Sub-Saharan Africa to be home to one third of global hungry by 2025

Cereal Low cereal prices will not automatically reduce hunger (Photo: CC0/Pixabay)

Agricultural commodity prices will remain relatively stable in the coming decade, the UN Food and Agriculture Organization (FAO) and OECD said on Monday. According to their “Agricultural Outlook 2016-2025”, increased productivity, weakening demand growth due to overall economic slowdown, lower oil prices and abundant stocks will keep prices low. However, the two organisations underline the need to be vigilant as the probability of a major price swing remains high. In sub-Saharan Africa – the focus of this year’s Outlook – agriculture will face many challenges, such as rapid urbanisation and increased commercial interest in Africa’s resources and farmland. As the region faces rapid population growth, agriculture will continue to be the single largest source of employment for many young people.

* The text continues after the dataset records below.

PR #5723, opened 2019-06-13
Solr update

buchi:
Update Solr and ftw.solr to latest versions.

ftw.solr now performs soft commits to allow near real time (NRT) searching.
This make documents available for search almost immediately after being indexed.
E.g. after uploading, documents are now visible immediately in listings in the new frontend.

Apart from that, Solr 8.1.1 comes with various bug fixes and improvements. See https://lucene.apache.org/solr/8_1_1/changes/Changes.html

Other changes:
- Tike exceptions are now properly ignored (e.g. with encrypted documents)
- Increased auto commit max time to 60s.

### DIFF
--- a/solr-conf/solrconfig.xml
+++ b/solr-conf/solrconfig.xml
@@ -35,7 +35,7 @@
        that you fully re-index after changing this setting as it can
        affect both how text is indexed and queried.
   -->
-  <luceneMatchVersion>7.3.1</luceneMatchVersion>
+  <luceneMatchVersion>8.1.1</luceneMatchVersion>
 
   <!-- <lib/> directives can be used to instruct Solr to load any Jars
        identified and use them to resolve any "plugins" specified in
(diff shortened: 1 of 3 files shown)


solr-conf/solrconfig.xml
```diff
@@ -803,8 +810,8 @@
       <str name="lowernames">false</str>
       <str name="xpath">/xhtml:html/xhtml:body//text()</str>
       <str name="fmap.content">SearchableText</str>
-      <bool name="ignoreTikaException">true</bool>
       <str name="uprefix">ignored_</str>
+      <str name="ignoreTikaException">true</str>
```
deiferni: this looks fishy, please double check that `str` is correct here.

buchi: I've tested against Solr 8.1.1. Actualy both variants work. Thus I'm keeping the bool parameter.

PR #5724, opened 2019-06-13
Fix encoding issue in OGDSUpdater's error logging.

lukasgraf:
Fix encoding issue in `OGDSUpdater`'s error logging.

When logging errors about a referenced user not being found in LDAP, the error logging blew up with an encoding error when a user with non-ASCII character in its DN was logged, because a UTF-8 bytestring was formatted into a unicode message.

This changes all the format strings to use the `repr()` of the respective values to avoid such errors in the future.

(Discovered via https://extranet.4teamwork.ch/betrieb/tracker/880)
Sentry Issue: https://sentry.4teamwork.ch/sentry/onegov-gever/issues/30789/

## Checkliste

### DIFF
--- a/docs/HISTORY.txt
+++ b/docs/HISTORY.txt
@@ -4,6 +4,7 @@ Changelog
 2019.3.0 (unreleased)
 ---------------------
 
+- Fix encoding issue in OGDSUpdater's error logging. [lgraf]
 - Provides support for some additional metadata on the search endpoint. [phgross]
 - Include file_extension in API representation of documents. [phgross]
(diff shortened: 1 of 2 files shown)


njohner:
Oh and is there an issue or an extranet ticket, a Sentry issue or such that goes with this?

lukasgraf:
@njohner amended PR body with link to Extranet issue.
As for tests, we had 4teamwork/opengever.core#92 for those. Ironically, we closed this during the spring cleaning just 10 days ago 😉
So no, can't currently test this code path unfortunately.

Issue #5725, opened 2019-06-13
Bump plone.restapi


lukasgraf:
For 2019.4 we should bump `plone.restapi`.

Things that need to be addressed as part of the bump:
- Our [custom `ChoiceFieldDeserializer`](https://github.com/4teamwork/opengever.core/blob/8d18a7ff39dd6cb31b51635d88344ee1869c2e6c/opengever/api/fields.py#L12-L27) (registered via `overrides.zcml`) should be removed. There now is [one in plone.restapi](https://github.com/plone/plone.restapi/blob/25446902caaec5b7e930f8c0d8bc198e5ddf7ed3/src/plone/restapi/deserializer/dxfields.py#L117-L130).
- The `ChoiceFieldDeserializer` in `plone.restapi` also validates the value before returning it. This currently leads to several test failures. After removing our own serializer, please run the following tests:
```
bin/test -t test_updates_responsible_and_responsible_client -t test_assign_sets_forwarding_in_open_state -t test_assign_add_corresonding_response -t test_activity_is_recorded_correctly -t test_updates_responsible_if_new_value_is_given -t test_remove_task_reminder_of_old_responsible
```
- One issue seems to be that the [`ForwardingReassignTransitionExtender`](https://github.com/4teamwork/opengever.core/blob/8d18a7ff39dd6cb31b51635d88344ee1869c2e6c/opengever/inbox/transition.py#L122-L125) uses the same schema as the [`ReassignTransitionExtender`](https://github.com/4teamwork/opengever.core/blob/master/opengever/task/transition.py#L227-L270) for tasks. That extender has the [`INewResponsibleSchema`](https://github.com/4teamwork/opengever.core/blob/8d18a7ff39dd6cb31b51635d88344ee1869c2e6c/opengever/task/transition.py#L76-L91) associated with it, which configures the `AllUsersInboxesAndTeamsSourceBinder` (used for the new responsible)  with `only_current_inbox=True`. That is correct for tasks, but not forwardings. When reassigning tasks, the org unit is not allowed to change, but forwardings can be refused and assigned to the inbox of a _different_ org unit.

- Currently, when bumping to the most recent version of `plone.restapi`, another of our GEVER tests will fail, because the status code for non-existing relations changes from 400 to 500. This will partly be addressed by https://github.com/plone/plone.restapi/pull/778
(Failing tests to check for this problem: `bin/test -t test_journal`)

PR #5726, opened 2019-06-14
Register ChoiceFieldDeserializer using overrides instead of configure ZCML

lukasgraf:
This ensures that it will be loaded with the currently pinned version of `plone.restapi` (which doesn't have it's own `ChoiceFieldDeserializer` yet) and will also not cause conflicting configurations with `plone.restapi:master`, which now [does have a `ChoiceFieldDeserializer`](https://github.com/plone/plone.restapi/blob/25446902caaec5b7e930f8c0d8bc198e5ddf7ed3/src/plone/restapi/deserializer/dxfields.py#L117-L130).

That way we make sure that GEVER tests against `plone.restapi` are green again and don't shadow problems that might be introduced in the upcoming restapi sprint.

## Checkliste

### DIFF
--- a/docs/HISTORY.txt
+++ b/docs/HISTORY.txt
@@ -4,6 +4,7 @@ Changelog
 2019.3.1 (unreleased)
 ---------------------
 
+- Register ChoiceFieldDeserializer using overrides instead of configure ZCML. [lgraf]
 - Docs: Add tasks to documented content types. [lgraf]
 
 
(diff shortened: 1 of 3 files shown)


lukasgraf:
@deiferni indeed, we can (should) drop this one once we bump `plone.restapi`.
Rright know, things go slightly kapputt when we just change the implementation the the `ChoiceFieldSerializer` from stock `plone.restapi`, the probably causes / necessary changes are tracked via #5725

PR #5727, opened 2019-06-14
Minor cleanups for cleaner test output / linter in tests

Rotonen:
So, I started hunting for quick wins in test speeds based on the output of three log files:
[2019-06-13-functionaltestperf.log](https://github.com/4teamwork/opengever.core/files/3290314/2019-06-13-functionaltestperf.log)
[2019-06-13-integrationtestperf.log](https://github.com/4teamwork/opengever.core/files/3290315/2019-06-13-integrationtestperf.log)
[2019-06-13-othertestperf.log](https://github.com/4teamwork/opengever.core/files/3290316/2019-06-13-othertestperf.log)

I quickly hit a wall as to some event ordering issue in the test server self test:
https://ci.4teamwork.ch/builds/249683/tasks/409536

The best guess is that the SQLite DB Engine gets initialized before ZCML is registered. We have an event for forcibly enabling save points for integration testing.

https://github.com/4teamwork/opengever.core/blob/1cefc45c2ff8d521dbb0c5dcd3c0bb293b948a23/opengever/ogds/base/configure.zcml#L25-L28

https://github.com/4teamwork/opengever.core/blob/7390b2e4afd830f31cec55285d91bdf490b041fa/opengever/ogds/base/events.py#L43-L63

https://github.com/4teamwork/opengever.core/blob/7390b2e4afd830f31cec55285d91bdf490b041fa/opengever/ogds/base/events.py#L14-L20

I've left a branch behind:
https://github.com/4teamwork/opengever.core/tree/jo-test-speedups

So I've just ended up cleaning the test output as much as I could. Everything remaining should be from other packages and cannot be tackled in `opengever.core`. A good example of these are various exceptions used upstream. These are mostly already sanitized to the new style of how to do exceptions in the Python 3 transition. An another one fixed by that transition is Mocker explicitly and unconditionally overriding `assertTrue` to be `failUnless`.

[2019-06-13-deprecations.log](https://github.com/4teamwork/opengever.core/files/3290361/2019-06-13-deprecations.log)

There is now an issue on `ftw.testbrowser` as well, but I could not tackle those, as something mystical happens to timezone handling with the requests driver when bumping zope.testbrowser:
https://github.com/4teamwork/ftw.testbrowser/issues/93

### DIFF
--- a/opengever/document/tests/test_checkout.py
+++ b/opengever/document/tests/test_checkout.py
@@ -331,7 +331,8 @@ class TestCheckinCheckoutManager(FunctionalTestCase):
         # We cannot freeze time due to the test browser being threaded
         oc_url = create_oc_url(
             self.doc1.REQUEST, self.doc1, {'action': 'checkout'})
-        decoded_oc_url = jwt.decode(oc_url.split(':')[-1], verify=False)
+        decoded_oc_url = jwt.decode(
+            oc_url.split(':')[-1], verify=False, algorithms=('HS256',))
 
         redirector_js = browser.login().open(
             self.doc1,
@@ -347,7 +348,7 @@ class TestCheckinCheckoutManager(FunctionalTestCase):
 
         parsed_oc_url = tokens_from_js[0]
         decoded_parsed_oc_url = jwt.decode(
-            parsed_oc_url.split(':')[-1], verify=False)
+            parsed_oc_url.split(':')[-1], verify=False, algorithms=('HS256',))
 
         # Take out the timestamps
         del decoded_oc_url['exp']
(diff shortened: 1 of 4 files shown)


njohner:
The less the deprecated methods are used, the less they will be used in the future though (copy/paste)... what is the downside of leaving the changes? Merge conflicts?

deiferni:
@njohner imho there is no real benefit to the rename and it dilutes the commit history unnecessarily. If i've seen correctly the deprecation is just stated in the docs, there are no deprecation warnings. I'm all for the rename as soon as we prevent that these method will be used in the future. Otherwise i'd suggest to omit the changes until we find a way to do so, or until we have a python version which no longer provides these methods. Renaming should be simple.

njohner:
Fine with me! If we really want to drop support, we can probably simply delete the methods on our `IntegrationTestCase` and `FunctionalTestCase` no? `del(IntegrationTestCase.assertEquals)`

deiferni:
I have hijacked this branch and modified it as suggested.

PR #5728, opened 2019-06-17
Fix validation of resolve preconditions in archive form

lukasgraf:
The archive form relied on the `DossierResolveView` already **validating dossier resolution preconditions**, and presenting error messages to the user. Because that wasn't the case any more after the refactoring of the whole dossier resolution process, the archive form was broken when preconditions weren't fulfilled.

This change fixes this by:
- Refactoring the dossier resolution code so that:
  - Raising the appropriate exceptions is done in a single method on the resolver, `raise_on_failed_preconditions()` 
  - Constructing and displaying error messages for classic views, including redirecting to the appropriate context, is done in a mixin class. That way it can be reused in the archive form.
  - Handling violated preconditions in both
    - The `DossierResolveView`, before even redirecting to the archive form
    - The `ArchiveForm` itself, in case `transition-archive` is invoked directly

This approach leads to the preconditions getting check _twice_ in some cases. We should eventually optimize this, possibly when cleaning up the archive form code next.

Fixes https://basecamp.com/2768704/projects/14549453/todos/391204514

❗️ Needs backport to `2019.2-stable`

## Review notes

The diff for `cbe0071` is a mess, as displayed by git. Easier to look at the resulting code. Just moved out the status message related stuff from the [`DossierResolveView`](https://github.com/4teamwork/opengever.core/blob/cbe0071d105973e96189ae7951034f4f701a4ff3/opengever/dossier/resolve.py#L221-L253) into the [`DossierResolutionStatusmessageMixin`](https://github.com/4teamwork/opengever.core/blob/cbe0071d105973e96189ae7951034f4f701a4ff3/opengever/dossier/resolve.py#L159-L218) class (_these are links to the new classes, after the refactoring_).

## Checkliste

- [x] Könnten Kundeninstallationen von den Änderungen betroffen sein? Müssen Policies angepasst werden?

_Ja, potentiell haben diese Änderungen Einfluss auf die Logik für den Dossier-Abschluss, sowohl bei Installation mit aktiviertem Ablagenummern-Feature wie auch bei anderen. Das extern sichtbare Verhalten sollte sich aber nicht ändern. Keine Anpassungen an Policies nötig._
 
_Nein. Durch das wiederverwenden der Fehler-Übersetzungen in der Mixin-Class ist dies nicht nötig._

### DIFF
--- a/opengever/dossier/resolve.py
+++ b/opengever/dossier/resolve.py
@@ -149,16 +149,7 @@ class LockingResolveManager(object):
             resolve_lock.release(commit=True)
 
     def execute_recursive_resolve(self):
-        # check preconditions
-        errors = self.resolver.get_precondition_violations()
-        if errors:
-            raise PreconditionsViolated(errors=errors)
-
-        # validate enddates
-        invalid_dates = self.resolver.are_enddates_valid()
-        if invalid_dates:
-            raise InvalidDates(invalid_dossier_titles=invalid_dates)
-
+        self.resolver.raise_on_failed_preconditions()
         self.resolver.resolve()
 
     def is_archive_form_needed(self):
@@ -270,6 +261,19 @@ class StrictDossierResolver(object):
         if not errors:
             self.preconditions_fulfilled = True
         return errors
+
+    def raise_on_failed_preconditions(self):
+        """Verify preconditions, and raise respective exceptions if violated.
+        """
+        # check preconditions
+        errors = self.get_precondition_violations()
+        if errors:
+            raise PreconditionsViolated(errors=errors)
+
+        # validate enddates
+        invalid_dates = self.are_enddates_valid()
+        if invalid_dates:
+            raise InvalidDates(invalid_dossier_titles=invalid_dates)
 
     def are_enddates_valid(self):
         """Check if the end dates of dossiers and subdossiers are valid.
--- a/opengever/dossier/resolve.py
+++ b/opengever/dossier/resolve.py
@@ -227,21 +227,36 @@ class DossierResolveView(BrowserView, DossierResolutionStatusmessageMixin):
 
         resolve_manager = LockingResolveManager(self.context)
 
-        if resolve_manager.is_archive_form_needed():
-            archive_url = '/'.join((self.context_url, 'transition-archive'))
-            return self.redirect(archive_url)
-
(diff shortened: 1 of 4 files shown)


opengever/dossier/resolve.py
```diff
@@ -156,44 +156,26 @@ def is_archive_form_needed(self):
...
-            return self.show_being_resolved_msg()
+    for dossier resolution errors.
 
-        except PreconditionsViolated as exc:
-            return self.show_errors(exc.errors)
-
-        except InvalidDates as exc:
-            return self.show_invalid_end_dates(titles=exc.invalid_dossier_titles)
+    This class handles producing these status messages in a classic view
+    (as opposed to the REST API, where errors are serialzed as JSON).
```
njohner: typo: serialized

opengever/dossier/tests/test_archiver.py
```diff
@@ -364,3 +364,30 @@ def test_only_give_filing_number_on_resolved_dossier(self, browser):
         statusmessages.assert_message('The filing number has been given.')
         self.assertEquals('Hauptmandant-Government-2017-1',
                           IFilingNumber(self.empty_dossier).filing_no)
+
+    @browsing
+    def test_precondition_violation_raises_error_alrady_on_resolve_view(self, browser):
```
njohner: typo: already

opengever/dossier/resolve.py
```diff
@@ -227,22 +227,37 @@ def __call__(self):
...
+        # cleaned up so we don't unnecessarily validate preconditions multiple
+        # times.
+        try:
+            resolve_manager.resolver.raise_on_failed_preconditions()
+
+        except PreconditionsViolated as exc:
+            return self.show_errors(exc.errors)
+
+        except InvalidDates as exc:
+            return self.show_invalid_end_dates(titles=exc.invalid_dossier_titles)
```
njohner: Why not move that `try` `except` block into the `if resolve_manager.is_archive_form_needed()` block? Then we would not change anything for the case where the archive form is not needed, and also avoid checking twice in that case?

lukasgraf: As discussed: That's what I attempted first, but it made the code quite unreadable.
So for now I opted for readability at the cost of performing the checks twice, plus a comment that we need to clean this up.

PR #5730, opened 2019-06-18
Add configuration for notifications for own actions and inbox actions

### LINKED ISSUE #5465: Add global configuration option for inbox notifications.

We want to implement a configuration option in the users settings so that each user can globally enable/disable inbox notifications for himself.

Proposed Implementation:
- new tab `Allgemein` in `@@personal-preferences`, see https://github.com/4teamwork/opengever.core/issues/5466
- display checkbox `Benachrichtigungen für Eingangskorb aktivieren`, in that tab, default is `True`
- store boolean value in new column on `opengever.ogds.models.user.User` (`NotificationSetting` is not built for single boolean per-user settings)
- when generating inbox notifications respect the user-settings.

Related to https://github.com/4teamwork/opengever.core/issues/5466

https://extranet.4teamwork.ch/support/gever-st-gallen/tracker/629

### LINKED ISSUE #5466: Add global configuration option for notifications for actions by current user.

According to https://feedback.onegovgever.ch/t/benachrichtigungen-an-sich-selber-aktivierbar-machen/1360 some users would like to receive notifications for actions they just triggered in GEVER themselves. 

We want to implement a configuration option in the users settings so that each user can globally enable/disable e-mail notifications for his own actions.

Proposed Implementation:
- new tab `Allgemein` in `@@personal-preferences`, see https://github.com/4teamwork/opengever.core/issues/5465
- display checkbox `Benachrichtigung für eigene Aktionen`, in that tab, default is `False`
- store boolean value in new column on `opengever.ogds.models.user.User` (`NotificationSetting` is not built for single boolean per-user settings)
- when generating notifications respect the user-settings

Related to https://github.com/4teamwork/opengever.core/issues/5465

https://extranet.4teamwork.ch/support/gever-st-gallen/tracker/630

njohner:
We add two new per user notification configurations. These are global settings valid for all actions and roles for a given user:
* **Notify own actions**: Some users would like to receive notifications for their own actions in GEVER. This was purposefully not so until now as most users would consider that spam. We therefore implement a user setting, defaulting to `False`, which allows users to globally set whether they want to receive notifications for their own actions or not.
* **Inbox actions notifications**: Inbox users should be able to decide whether they want to be notified for actions that concern the whole group of inbox users. Here the default is `True` and the configuration allows a user to turn such notifications off.

As the `NotificationSetting` is not build for single boolean per-user settings, we store these configurations in new columns on `opengever.ogds.models.user.User`. These configurations can be set by the user, in a new tab `General` in the `NotificationSettings` view. To keep the UI consistent with other settings from the `NotificationSettings`, we implement `Save` and `Cancel` buttons that appear when the user changes a configuration. If his configuration is different from the default there is also a `reset` button.

Note that the view does not work for zopemaster, as the user needs to be available in the db.

**General tab in the `NotificationSettings` view**
Screen Shot 2019-06-24 at 15 27 57

**When modified, `save` and `cancel` buttons appear**
Screen Shot 2019-06-24 at 15 28 01

**When setting is different from default, the `reset` button appears**
Screen Shot 2019-06-24 at 15 28 06

resolves #5466, resolves #5465

## Checkliste
- [ ] Sind UpgradeSteps `deferrable`, oder können gewisse Schritte des Upgrades konditional ausgeführt werden? Upgrade is not deferrable. I guess we could make it deferrable (would need to make sure we use `getattr(`notify_own_actions`, False)` everywhere though), but I don't think it's worth the risk/effort
- [x] Aktualisierung Dokumentation vorhanden/nötig? Muss ich noch machen


opengever/activity/browser/settings.py
```diff
@@ -206,6 +250,14 @@ def get_role_translations(self):
     def dispatchers(self):
         return notification_center().dispatchers
 
+    def get_user_configuration(self, config_name):
+        userid = api.user.get_current().getId()
+        user = User.query.filter_by(userid=userid).first()
```
lukasgraf: `.one()`

docs/public/user-manual/benachrichtigung.rst
```diff
@@ -61,4 +61,9 @@ zwei Schritte beachtet werden:
 .. |img-benachrichtigungs-einstellungen-6| image:: img/media/img-benachrichtigungs-einstellungen-6.png
 .. |img-benachrichtigungs-einstellungen-7| image:: img/media/img-benachrichtigungs-einstellungen-7.png
 
+
+Allgemeine Einstellungen für Benachrichtigungen
+-----------------------------------------------
+Im Reiter "Allgemein" befinden sich die globalen Einstellungen. Dort können Sie einstellen ob Sie auch für Eure Eigenen Aktionen benachrichtigt werden wollen.
```
lukasgraf: -> `einstellen, ob Sie auch für Ihre eigenen`

opengever/activity/model/activity.py
```diff
@@ -37,15 +38,20 @@ def __repr__(self):
...
+        notify_own_actions'setting.
         """
 
         notifications = []
         for userid in self.get_users_for_watchers():
-            if not self.is_current_user(userid):
-                notifications.append(
-                    Notification(userid=userid, activity=self))
+            if (self.is_current_user(userid) and not
+                    self.user_wants_own_action_notifications(userid)):
```
lukasgraf: 💚

opengever/activity/model/activity.py
```diff
@@ -65,6 +71,10 @@ def get_notifications_for_watcher_roles(self, roles):
     def is_current_user(self, user_id):
         return user_id == self.actor_id
 
+    def user_wants_own_action_notifications(self, userid):
+        user = User.query.filter_by(userid=userid).first()
```
lukasgraf: `.one()`

lukasgraf:
I would consider adding a help text to the UI for the setting. Something like

> Standardmässig werden keine Benachrichtigungen ausgelöst in Fällen, wo der Empfänger der Benachrichtigung dieselbe Person wäre, welche die Aktion gerade durchgeführt hat. Mit dieser Option kann das Unterdrücken dieser Benachrichtigungen ausgeschaltet werden.
>
>Bitte beachten Sie, dass nach wie vor auch die Benachrichtigung für die enstprechenden Typ-spezifischen Vorgänge und Rollen aktiviert sein muss, um für einen konkreten Vorgang eine Benachrichtigung zu erhalten.

I would also consider making the label sightly more specific:
`[ ] Benachrichtigung für eigene Aktionen` -> `[ ] Benachrichtigung für eigene Aktionen nicht unterdrücken`

docs/public/user-manual/benachrichtigung.rst
njohner: 😅

njohner:
Ok all done! There were only small corrections. Maybe someone wants to have a look at Lukas' suggestion for the new label and help text?

njohner:
Ok I've made all the required changes. As I was already working on #5465, on a branch based on this one, and realised that the selectors used in the JS were not working with several configurations in the "General" tab, and also that the `Save`, `Cancel` and `Reset` buttons were missing their icons, I ended up simply resolving the two issues in this single PR. So here is a list of the changes:
* Correct Selectors in JS to work for multiple configurations in the General Tab
* Add icons to the `Save`, `Cancel` and `Reset` buttons
* Correctly extract the value of the configurations from the request with `json.loads`
* Add configuration to deactivate inbox notifications.
* Only notify inbox users when notify_inbox_actions is set to True

PR #5737, opened 2019-06-19
Fix creating incorrect metadata changed journal entries for OC file uploads.

### LINKED ISSUE #5735: Incorrect label when checking in a document from officeconnector with rest api enabled flag..
The actual label:

Screenshot 2019-06-19 at 16 09 23

The expected label:

Screenshot 2019-06-19 at 16 10 41

Origin: https://extranet.4teamwork.ch/support/gever-st-gallen/tracker/763

deiferni:
🚧 _it has turned out modification detection is a bit meh. investigating._

This PR fixes creation of journal entries when the OfficeConnector API upload feature is enabled.

- Add the correct field to the detection logic that determines if the file has been modified
- Fix an evil default that could not have worked outside web-forms

Fixes #5735.

## Checkliste

### DIFF
--- a/docs/HISTORY.txt
+++ b/docs/HISTORY.txt
@@ -4,6 +4,7 @@ Changelog
 2019.3.1 (unreleased)
 ---------------------
 
+- Fix journal entries for OfficeConnector API file uploads. [deiferni]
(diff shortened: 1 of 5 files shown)


deiferni:
It isn't as easy as i first thought. On hold, journal entries should be discussed.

The Outlook projects that Sub-Saharan Africa’s net imports of food commodities will grow over the next decade, because demand for food is expected to grow at more than 3% over the coming decade, while total agricultural production is projected to rise by only 2.6% a year, despite improved productivity. The authors warn that undernourishment in Sub-Saharan Africa will remain high. Although the rate of undernourishment is projected to decline from an estimated 23 to 19 percent, because of rapid population growth, the region would still be home to a rising share of the world’s hungry. In ten years, Sub-Saharan Africa will account for more than one third of the global total of undernourished people, compared with just over a quarter today. According to OECD/FAO estimates, the global proportion of people who are undernourished will decrease from 11% to 8% over the next ten years, with the total numbers of undernourished declining from 788 million to less than 650 million. “This implies that without decisive steps to move away from business-as-usual, hunger would not be eradicated by 2030 as a global target,” the report concludes. In 2015, world leaders adopted the Sustainable Development Goals (SDGs), a global agenda consisting of 17 goals designed to end poverty and hunger by 2030. Goal 2 aims at ending hunger, achieving food security and improved nutrition and promoting sustainable agriculture. (ab)

2016-07-06 |

Organic outperforms conventional agriculture in the tropics

Luethi Measuring the length of a maize cob (Photo: Peter Lüthi, Biovision)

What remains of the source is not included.